Naval officials said they would open registration for evacuation this afternoon, with the HMAS Choules able to carry up to 1,000 people on the first trip.
The ship is expected to make two or three voyages over coming days.
HMAS Choules Commander Scott Houlihan said leaving by boat was the only way out of the town.
Thousands of people had already been evacuated from the greater adjoining region of East Gippsland in Victoria, one of the largest evacuations in the country since the northern city of Darwin evacuated over 35,000 people in the aftermath of cyclone Tracy in 1974.
DEATH TOLL RISES
Since the bush fire season started at least 18 people have died and 17 are missing.
The toll includes seven who died in 24 hours on New Year's Eve and New Year's Day.
Fifteen of the dead are in New South Wales, including three firefighters.
Millions of animals are feared to have died, including 8,000 koalas.

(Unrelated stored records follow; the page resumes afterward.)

PR #629, opened 2019-08-02
Move constants from config.php to setup.php

glensc:
Global constants are difficult to maintain, and having constants configurable from config file is a super odd concept making them not really constants.

This is to cleanup codebase and move most of the constants to `setup.php` config array.
- [x] `APP_CHARSET`: replaced with `UTF-8` values.
- [x] `APP_DEFAULT_ASSIGNED_EMAILS`
- [x] `APP_DEFAULT_NEW_EMAILS`
- [x] `APP_DEFAULT_COPY_OF_OWN_ACTION`
- [x] `APP_DEFAULT_PAGER_SIZE`
- [x] `APP_DEFAULT_REFRESH_RATE`
- [x] `APP_DEFAULT_TIMEZONE`
- [x] `APP_DEFAULT_WEEKDAY`
- [x] `APP_SITE_NAME`
- [x] `APP_EMAIL_ENCODING`: drop, not needed
- [x] `APP_GETTEXT_MODE`
- [x] `APP_ROUTED_MAILS_SAVEDIR`
- [x] `APP_INTERNAL_COLOR`
- [x] `APP_DEFAULT_LOCALE`
- [x] `APP_ENABLE_FULLTEXT`, `APP_FULLTEXT_SEARCH_CLASS`
- [x] `APP_SYSTEM_USER_ID`
- [x] `APP_SYSTEM_USER_ID`
- [x] `APP_COOKIE`, `APP_COOKIE_EXPIRE`, `APP_PROJECT_COOKIE`, `APP_PROJECT_COOKIE_EXPIRE`
- [x] `APP_COOKIE_DOMAIN`
- [x] `APP_COOKIE_URL`
- [x] `APP_BASE_URL`
- [x] `APP_RELATIVE_URL`
- [x] `APP_ERROR_LOG` drop, usage removed in 70441d866

PR #704, opened 2019-10-21
Drop deprecated config/config.php

glensc:
Followup to https://github.com/eventum/eventum/pull/629: Drop config/config.php support.

Update to latest 3.8.x is required for previous `config.php` constants to be migrated.


glensc:
one more PR that should be released before this can be applied:
- https://github.com/eventum/eventum/pull/811

glensc:
And one more PR that delays this: https://github.com/eventum/eventum/pull/824

PR #797, opened 2020-03-09
LDAP: Support encryption

inguin:
Supported options are: No encryption, LDAP over SSL and LDAP with
StartTLS.


glensc:
Can you please add Changelog entry

inguin:
> Can you please add Changelog entry

Done.

PR #812, opened 2020-04-08
Update jquery chosen from 1.2.0 to 1.8.7

glensc:
Hopefully resolves broken dropdown ui:

image

cc @slay123


glensc:
did not have the intended effect, but merging anyway to get other updates

PR #815, opened 2020-04-18
Switch to symfony/lock implementation

glensc:
Same feature set (we're using flock), except maybe a bit more popular framework in use


glensc:
Also:
- https://symfony.com/blog/new-in-symfony-3-2-console-improvements-part-2
- https://symfony.com/doc/4.4/console/lockable_trait.html

glensc:
The LockableTrait is not configurable:
- uses SemaphoreStore if extension present (we want FlockStore)
- uses sys_get_temp_dir (we want Paths::APP_LOCKS_PATH)

PR #816, opened 2020-04-19
Update league/commonmark to 1.4.0

glensc:
This allows using new extensions:
- Added new Heading Permalink extension (https://github.com/thephpleague/commonmark/pull/420)
- Added new Table of Contents extension (https://github.com/thephpleague/commonmark/issues/441)

### DIFF
--- a/composer.json
+++ b/composer.json
@@ -44,7 +44,7 @@
 		"horde/text-flowed": "dev-patch-1 as 2.0.3",
 		"horde/util": "dev-patch-1 as 2.5.8",
 		"ircmaxell/random-lib": "^1.2",
-		"league/commonmark": "^1.3",
+		"league/commonmark": "^1.4",
 		"league/flysystem": "^1.0",
 		"league/html-to-markdown": "^4.8",
 		"malkusch/lock": "^2.1",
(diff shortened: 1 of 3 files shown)


composer.json
```diff
@@ -44,7 +44,7 @@
 		"horde/text-flowed": "dev-patch-1 as 2.0.3",
 		"horde/util": "dev-patch-1 as 2.5.8",
 		"ircmaxell/random-lib": "^1.2",
-		"league/commonmark": "^1.3",
+		"league/commonmark": "^1.4",
```
GrahamCampbell, line 47: Since you are using 1.4, you should change the code to use the non-deprecated classes.

glensc: @GrahamCampbell thanks for noticing.

This is still WIP (GitHub doesn't allow on/off WIP state, like GitLab and I forgot on initial PR creation)

GrahamCampbell: > GitHub doesn't allow on/off WIP state

It does actually. They launched this a couple of weeks ago. ;)

glensc: @GrahamCampbell: oh.

PR #826, opened 2020-05-05
Add Pimple based service container

glensc:
Add [Pimple] - A simple PHP Dependency Injection Container, as it's what I'm familiar with.

[Pimple]: https://pimple.symfony.com/

Changing later to PSR11 container, for example [Symfony Service Container], is smaller task than refactoring code to use containers and DI in general.

[Symfony Service Container]: https://symfony.com/doc/4.4/service_container.html


glensc:
This is the first iteration and moves ExtensionManager to be used from the container.

PR #833, opened 2020-05-09
Use Doctrine methods to save in ProjectsController

glensc:
Extracted out of https://github.com/eventum/eventum/pull/832


glensc:
Some future refactoring, discard the options serialization, use actual column:

```
mysql> select prj_anonymous_post,prj_anonymous_post_options from project where prj_id=1\G
*************************** 1. row ***************************
        prj_anonymous_post: enabled
prj_anonymous_post_options: a:5:{s:18:"show_custom_fields";s:2:"no";s:8:"reporter";s:1:"3";s:8:"category";s:1:"2";s:8:"priority";s:1:"1";s:5:"users";a:1:{i:0;s:1:"3";}}
1 row in set (0.00 sec)
```

it's also weird that anonymous reporting has different manage screen (manage/anonymous.php?prj_id=1), but saved to main project table.

PR #837, opened 2020-05-10
Extract ExpandableCell into a class

glensc:
Load ExpandableCell via webpack. This serves as an example how to define javascript modules.


glensc:
merging, to see if this minimal change causes any issues, like browser compatibility.

PR #850, opened 2020-05-24
Migrate Email_Account class logic to Models and Doctrine Repository

glensc:
This is code cleanup that makes use of current usage patterns.


glensc:
Changeset too big will continue in separate MR updating rest of the logic.

PR #857, opened 2020-05-28
Fix privilege check when closing issues

inguin:
The privilege check in CloseController is insufficient, it does not
verify that the user actually has permissions to update the issue. A
user with 'Viewer' or 'Reporter' role can close issues by entering the
close.php URL.


glensc:
thanks!

PR #873, opened 2020-06-26
Switch to composer 2.0 when making release tarball

glensc:
- [x] Enable composer 2.0 platform check: https://github.com/composer/composer/blob/2.0.0-alpha2/doc/07-runtime.md#platform-check
- [ ] Use composer-runtime-api 2.0


glensc:
Can't just easily switch to 2.0:

```
[~/scm/eventum/eventum (composer-platform-check)↕★] ➔ ./composer.phar self-update --preview
[~/scm/eventum/eventum (composer-platform-check)↕★] ➔ ./composer.phar install
The "ocramius/package-versions" plugin was skipped because it requires a Plugin API version ("^1.0.0") that does not match your Composer installation ("2.0.0"). You may need to run composer update with the "--no-plugins" option.
The "hirak/prestissimo" plugin was skipped because it requires a Plugin API version ("^1.0.0") that does not match your Composer installation ("2.0.0"). You may need to run composer update with the "--no-plugins" option.
Installing dependencies from lock file (including require-dev)
Verifying lock file contents can be installed on current platform.
Your lock file does not contain a compatible set of packages. Please run composer update.

  Problem 1
    - ocramius/package-versions is locked to version 1.4.2 and an update of this package was not requested.
    - ocramius/package-versions 1.4.2 requires composer-plugin-api ^1.0.0 -> found composer-plugin-api[2.0.0] but it does not match the constraint.
  Problem 2
    - ocramius/package-versions 1.4.2 requires composer-plugin-api ^1.0.0 -> found composer-plugin-api[2.0.0] but it does not match the constraint.
    - doctrine/orm v2.7.3 requires ocramius/package-versions ^1.2 -> satisfiable by ocramius/package-versions[1.4.2].
    - doctrine/orm is locked to version v2.7.3 and an update of this package was not requested.

Use the option --with-all-dependencies to allow upgrades, downgrades and removals for packages currently locked to specific versions.
```

glensc:
This is outdated and no longer. besides `symfony/flex` puts version check to vendor/autoload.php, which was the initial intent to enable platform check.

```php
# cat vendor/autoload.php
<?php

if (\PHP_VERSION_ID < 70300) {
    echo sprintf("Fatal Error: composer.lock was created for PHP version 7.3.0 or higher but the current PHP version is %d.%d.%d.\n", PHP_MAJOR_VERSION, PHP_MINOR_VERSION, PHP_RELEASE_VERSION);
    exit(1);
}

// autoload.php @generated by Composer

require_once __DIR__ . '/composer/autoload_real.php';

return ComposerAutoloaderInitEventumCore::getLoader();
```

PR #880, opened 2020-06-29
Show user inactive status

glensc:
Shows user status if it is not "active":

image

image

- [x] reporter in issue view
- [x] edit notification popup
- [x] notes listing


slay123:
> @slay123 please indicate more places where you'd like to see the status

Hey, I would say that in Notification list, but Inactive members aren't shown there, although if you click on Notification List, then they are listed there, in "Existing Subscribers for this Issue ". So perhaps there?

PR #1025, opened 2021-03-25
Add extension support to be able to configure container

glensc:
This allows extensions to modify container to add parameters and own services.

```php
class ExampleExtension implements
    Provider\ContainerConfiguratorProvider,
    Provider\ConfigureContainerProvider
{
    /**
     * https://symfony.com/doc/4.4/components/dependency_injection.html
     */
    public function containerConfigurator(ContainerConfigurator $configurator): void
    {
        $services = $configurator->services();
    }

    public function configureContainer(ContainerBuilder $container, LoaderInterface $loader): void
    {
        $loader->load(__DIR__ . '/config/{services}.yml', 'glob');
    }
```

PR #1026, opened 2021-03-25
Refactor ExtensionManager to take extensions list from constructor

glensc:
Addendum to https://github.com/eventum/eventum/pull/1025.

This ensures `ExtensionManager` is final and testable. Somehow #1025 CI passed and merged prematurely event tests were broken.

This attempts to really fix the cyclic loop that #1025 introduced with a small tradeoff of backward-incompatible change.

# Backward incompatible change

Extensions should not access things from container in their constructor. Such access must be delayed, for example use `LazyPropertiesTrait`: fcb1fbd6ae9210312c7e9e1c71f03ecae9c7415c

### DIFF
--- a/init.php
+++ b/init.php
@@ -12,7 +12,6 @@
  */
 
 use Eventum\Event\SystemEvents;
-use Eventum\Extension\ExtensionManager;
 use Eventum\ServiceContainer;
 
 require_once __DIR__ . '/autoload.php';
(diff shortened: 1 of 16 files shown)


glensc:
Yeah, the error was actually a warning:
- https://github.com/eventum/eventum/runs/2191575441

glensc:
And the dependency loop wasn't actually fixed in #https://github.com/eventum/eventum/pull/1025, but avoided rather due to additional bug: `$extensions = []`

PR #1062, opened 2021-04-14
Add HelperTrait to register all lazy properties

glensc:
This replaces one magic with another magic, which is maybe less magical, but still magical.

This allows controllers to define lazy properties without conflicting with base lazy properties:

```php
private $lazyProperties = ['fieldname', 'fieldname2'];
```


glensc:
Some code is missing from this branch. Hmm. I forgot to push?

PR #1063, opened 2021-04-15
Add ISSUE_CREATE_PARAMS event when creating new issue

glensc:
Creating PR of some old changeset (30 Jul 2020).


glensc:
Since this was up in my production for a while, it works by not breaking things, so can be merged.

PR #1200, opened 2021-09-16
Hide the search input on single selects if there are 10 or fewer options

vladsf:
Hide the search input on single selects if there are 10 or fewer options.


glensc:
@vladsf please fill changelog entry

PR #849, opened 2020-05-24
Allow choosing Auth adapters from Extension provides

glensc:
Allows an extension to provide class names that implement `Auth\Adapter\AdapterInterface`.

```php
<?php

namespace Example;

use Eventum\Extension\ClassLoader;
use Eventum\Extension\Provider;
use Example\Auth\NullAuthAdapter;

/**
 * Example Eventum Extension.
 *
 * To enable this extension, write to config/setup.php:
 *
 * 'extensions' => [
 *   'Eventum\\Extension\\ExampleExtension' => '/path/to/this/file/ExampleExtension.php',
 * ],
 */
class ExampleExtension implements Provider\AuthAdapterProvider
{
    /**
     * Return class names implementing Auth\Adapter\AdapterInterface
     *
     * @return string[]
     * @see \Eventum\Extension\Provider\AuthAdapterProvider
     */
    public function getAvailableAuthAdapters(): array
    {
        return [
            NullAuthAdapter::class,
        ];
    }
}

```

Refs:
- https://github.com/eventum/eventum/issues/847

Issue #847, opened 2020-05-22
Q: how to migrate from APP_AUTH_BACKEND?


vladsf:
Hi,
I have Eventum 3.5.5 and custom SSO auth class in eventum/auth/class.my_sso_auth_backend.php
plugged with define('APP_AUTH_BACKEND', 'My_Sso_Auth_Backend');
(Eventum users are synced with a backend script and a web server SSO sets REMOTE_USER)

I can not find APP_AUTH_BACKEND in the latest release. How do I plug my custom SSO in the latest Eventum?

glensc:
This was changed in https://github.com/eventum/eventum/pull/441

There seems to be admin interface to configure adapters:
- `/manage/auth.php`

but it supports only built in versions....

however, if you update your class to implement new [AdapterInterface](https://github.com/eventum/eventum/tree/v3.8.12/src/Auth/Adapter/AdapterInterface.php) you can just load it manually from config/setup.php:

```php
    'auth' => [
        'adapter' => 'Eventum\\Auth\\Adapter\\My_Sso_Auth_Backend',
        'options' => [
        ],
    ],
```

I guess best would be to add support to [extensions](https://github.com/eventum/eventum/tree/v3.8.12/docs/examples/extension) to be able to provide classes for auth providers, then you can configure it using admin interface.

glensc:
I've added such support to select custom auth adapter if your extension provides it:
- https://github.com/eventum/eventum/pull/849

vladsf:
Thanks!

PR #1202, opened 2021-09-20
Add a plug for custom authentication adapter

vladsf:
Hi,

Eventum provides several auth backends, but it has no a plug for a custom one. It used be defined by  'APP_AUTH_BACKEND' but not anymore. This minor patch provides a place for a custom adapter.

The important change is the line in Factory.php

### DIFF
--- a/src/Auth/Adapter/CustomAdapter.php
+++ b/src/Auth/Adapter/CustomAdapter.php
@@ -1,0 +1,108 @@
+<?php
+
+/*
+ * This file is part of the Eventum (Issue Tracking System) package.
+ *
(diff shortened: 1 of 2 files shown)


glensc:
Use extension instead:
- https://github.com/eventum/eventum/pull/849

glensc:
See the same answer given to you last time:
- https://github.com/eventum/eventum/issues/847

vladsf:
I tried #849 but I get `app.ERROR: Unable to load Eventum\Extension\ExampleExtension` even with provided examples.

PR #1203, opened 2021-09-20
Use correct namespace and path for the extension example

vladsf:
`ExampleExtension` class is defined in `Example` namespace so fix the namespaced reference and the file path hardcoded in the 
extension loader function.


glensc:
@vladsf can you try to improve title/body to avoid the click-bait effect. unclear what the change is until I click for the diffs. and probably a description of the bug, and/or link to it.

PR #1206, opened 2021-09-22
Remove hard coded extension path from Example extension

vladsf:
Current Example extension path is almost hard coded in the autoloader function. 
Moving ExampleExtension outside docs/ causes hard to understand errors.


glensc:
1. the code does not compile, you reference a constant that doesn't exist
2. the example is deliberately using the same structure as `vendor/composer/autoload_*.php` files, so you can copy paste values from there.

glensc:
EDIT: looks like the constant was added already earlier:
- https://github.com/eventum/eventum/commit/9d71cd3f5ad357182296c859bd1a1b27da94d718

PR #1208, opened 2021-09-23
Make "Inactive DN" parameter optional as the Help page says

vladsf:
Make "Inactive DN" parameter optional as the [Help](https://github.com/eventum/eventum/blob/a149ed43f345c17570ce3aadeb4d819b81333d10/docs/help/ldap.md) page says. 

Eventum hides "Customize LDAP Config" page if the parameter is not set. `bin/console.php eventum:ldap:sync` fails as well.


glensc:
@vladsf please add changelog entry

glensc:
Hah, I didn't realize @vladsf you have enough mana to merge :D

vladsf:
So it the mana was not added by mistake. OK! :D

glensc:
I guess it was added years ago, and I already forgot

PR #1209, opened 2021-09-24
Add loose email validation in LdapSyncCommand

vladsf:
Skip LDAP user entries with no single valid email. This patch adds a loose check there is at least one valid email.

### DIFF
--- a/src/Console/Command/LdapSyncCommand.php
+++ b/src/Console/Command/LdapSyncCommand.php
@@ -147,8 +147,9 @@ class LdapSyncCommand extends BaseCommand
     {
         $users = $this->ldap->getUserListing($dn);
         foreach ($users as $user) {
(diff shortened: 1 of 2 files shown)


src/Console/Command/LdapSyncCommand.php
```diff
@@ -158,6 +159,23 @@ private function findUsers($dn): Generator
         }
     }
 
+    /**
+     * Find a valid email
+     *
+     * @param string[] $emails
+     * @return string|null
+     */
+    private function findValidEmail(array $emails): ?string
```
glensc, line 168: you're not using the value, so rename the method to `hasValidEmail(array $emails): bool`

glensc:
sync pull request title with changelog entry. changelog entry is more precise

Earlier today, Mr Morrison attended the funeral of volunteer fireman Geoffrey Keaton, 32, who died tackling a blaze near Sydney on December 19.
Heartbreaking images showed his young son – still with a dummy in his mouth – receiving a bravery medal on behalf of his hero dad.
More than 2,500 firefighters worked through New Year's Day in an effort to beat the flames as skies turned red over southern Australia.
A contingent of 39 firefighters from the United States and Canada landed in Melbourne today to help with the catastrophe.
The smoke also darkened skies in New Zealand after blowing hundreds of miles across the Tasman Sea.
The New South Wales premier, Gladys Berejiklian, said the state of emergency from Friday would give emergency services the authority to undertake forced evacuations and road closures at short notice.
She said: "We don't take these decisions lightly but we also want to make sure we're taking every single precaution to be prepared for what could be a horrible day on Saturday."